A assistir da bancada ao avanços e recuos que acompanham a pandemia, Jean-Claude Juncker considera que o Governo liderado por Xavier Bettel "tenta responder no presente e comete erros de apreciação". De qualquer forma, tendo em conta que a atuação do Executivo se "assemelha aos Governos dos países vizinhos", diz que  "no fogo e na ação, tenta fazer a coisa certa".

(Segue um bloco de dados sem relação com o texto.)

PR #217, opened 2015-05-21
Simplifying the code that pulls the keys from associations

adomokos:
This makes the code a bit simpler, and I think more expressive as well.
All the tests are passing.


lgebhardt:
Thanks!

PR #220, opened 2015-05-27
Changes to support meta data

lgebhardt:
This set of changes lays the groundwork for meta data.
- All controller actions are now backed by an operation.
- OperationsProcessors now support callback for each operation.
  - This allows further processing to happen, such as collecting the record count.
- Adds a ResponseDocument that can serialize meta data
- OperationsProcessors can be set by a configuration option, in addition to overriding at the controller level (should probably be deprecated in the docs).

There's still four lines of error handling code that isn't covered by tests. And the Readme needs to be updated for the new features. But I want to get this in sooner rather than later.

### DIFF
--- a/lib/jsonapi/request.rb
+++ b/lib/jsonapi/request.rb
@@ -31,7 +31,10 @@ module JSONAPI
       @resource_klass ||= Resource.resource_for(params[:controller]) if params[:controller]
 
       unless params.nil?
-        send("setup_#{params[:action]}_action", params)
+        setup_action_method_name = "setup_#{params[:action]}_action"
+        if respond_to?(setup_action_method_name)
+          send(setup_action_method_name, params)
+        end
       end
     rescue ActionController::ParameterMissing => e
       @errors.concat(JSONAPI::Exceptions::ParameterMissing.new(e.param).errors)


lib/jsonapi/operation.rb
```diff
@@ -1,40 +1,166 @@
...
+
+    def apply(context)
+    end
+  end
+
+  class FindOperation < Operation
+    attr_reader :filters, :include_directives, :sort_criteria, :paginator
+
+    def initialize(resource_klass, options = {})
+      @filters = options.fetch(:filters, nil)
```
adomokos: @lgebhardt: Could you just use `options[:filters]` here? That would give you nil if the key is not found.

lgebhardt: @adomokos, now why didn't I think of that? :neutral_face:

Thanks for the suggestion.

adomokos: :+1:

slaskis:
Oh my this is a big change but I really like how it's now a very easy to follow pipeline. 

I haven't tried it out yet, but just looking at the changes I see greatness. 

Just to clarify though, the end result of this, besides having an nice and clear way override and tweak the api, is that it takes care of the top-level meta, it does not do anything for resource- or link-level metas yet, right?

lgebhardt:
@slaskis This is just a start. I hope to get support for resource level meta and link level meta in soon. But first I plan to work on bringing the project into compliance with the latest RC4 version of JSONAPI.

john-griffin:
Ran this branch in our app and tests are passing. Thanks!

barelyknown:
I tested this against our app and just saw one issue (because of an extra action that we added to one controller). I added a guard to prevent the problem in this PR: https://github.com/cerebris/jsonapi-resources/pull/222.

Nem o conhecimento profundo dos procedimentos europeus, permite ao antigo primeiro-ministro apontar o dedo à estratégia desencadeada para responder à crise sanitária. Face ao momento inédio, Juncker "não tem a arrogância de comentar as ações do governo luxemburguês". Acrescenta até que não tem por hábito fazer avaliações públicas sobre os comandos do país. "Nunca critico os meus antecessores e os meus sucessores", diz antes de entrar num dos temas mais sensíveis das estruturas luxemburguesas. 

"A culpa é nossa" 

Convidado a comentar as revelações da investigação jornalística OpenLux, conduzida pela Le Monde e por outros 16 orgãos de comunicação social, Juncker admite que a fama de paraíso fiscal "é um pouco nossa". 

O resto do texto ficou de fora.